Start of Available data

PR #1061, opened 2025-02-21
Deprecate the -I command-line option of jasminc

cassiersg:


vbgl:
What timing do you recommend for removal of this feature? deprecate in 2024.07.3 & remove in 2025.02.0? In that case you can do the removal in the same PR (only the first commit shall be integrated into the release-2024.07 branch).

cassiersg:
I wasn't aware that there was a plan to release both 2024.07.3 & 2025.02.0. I don't think that a long deprecation timeline is warranted since the fixes required are not invasive an pretty easy to apply. If you think removing in 2025.02.0 is ok, I'll push a commit to do that.

In that case, how do you want the CHANGELOG to be handled ? Adding a  "removal" bullet point before the "deprecation" ?

vbgl:
Are you going to take care of fixing libjade (which currently is in a frozen state)? Otherwise let’s delay the removal.

Two entries in the CHANGELOG sound good.

cassiersg:
No plan to touch libjade from my side.

vbgl:
So in your opinion who shall do it?

cassiersg:
I'm not involved into libjade (& I have no time to get involved), so I don't know. I touched this `-I` flag following a request by Manuel (and this PR implements the decision agreed at the last bi-weekly meeting).

@mbbarbosa perhaps you know who maintains libjade and how it's going to evolve, to answer @vbgl 's question ?

tfaoliveira:
I can do the libjade patch (today or tomorrow). 

As a non-essential note, I will miss the -I option. 
Farewell `-I`. May your paths always be found elsewhere.

vbgl:
> As a non-essential note, I will miss the -I option.

Can you please elaborate? So far, arguments I’ve heard in favor of `-I`  are:

1. it exists in `jasminc` (which does not tell whether it is useful)
2. it is used in some existing makefiles (which does not tell whether it is well designed)

arguments against:

1. its syntax is inconsistent with JASMINPATH
2. its functionality is superseeded by the environment variable (and setting an env. variable is usually as easy a setting an command-life argument).

tfaoliveira:
Since you kindly asked for an elaboration, I will share some thoughts. 

From my point of view, `JASMINPATH` and `-I` serve different purposes. `JASMINPATH` seems well-suited for stable environments—I have no objections to it and believe it should be maintained. 

I see it as analogous to `C_INCLUDE_PATH` and `-I` from "C"—`-I` is sometimes preferred because it is explicitly part of the command and is shorter/simpler to type.

Setting an environment variable is not compatible with parts of my workflow—it increases the risk of errors (e.g., pointing to the wrong directory; there are several), and manually typing a long variable for debugging is impractical if done frequently. I can easily script something that fixes this for me.

About the path to libjade: there is already a `Makefile` using `JASMINPATH`, which can be found here:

End of Available data

* _Exercise description_
Using the data above, print exactly the lines from the line that contains "Can you please" through the line that contains "From my point", with both included.

* _Answer box_
Can you please elaborate? So far, arguments I’ve heard in favor of `-I`  are:

1. it exists in `jasminc` (which does not tell whether it is useful)
2. it is used in some existing makefiles (which does not tell whether it is well designed)

arguments against:

1. its syntax is inconsistent with JASMINPATH
2. its functionality is superseeded by the environment variable (and setting an env. variable is usually as easy a setting an command-life argument).

tfaoliveira:
Since you kindly asked for an elaboration, I will share some thoughts. 

From my point of view, `JASMINPATH` and `-I` serve different purposes. `JASMINPATH` seems well-suited for stable environments—I have no objections to it and believe it should be maintained. 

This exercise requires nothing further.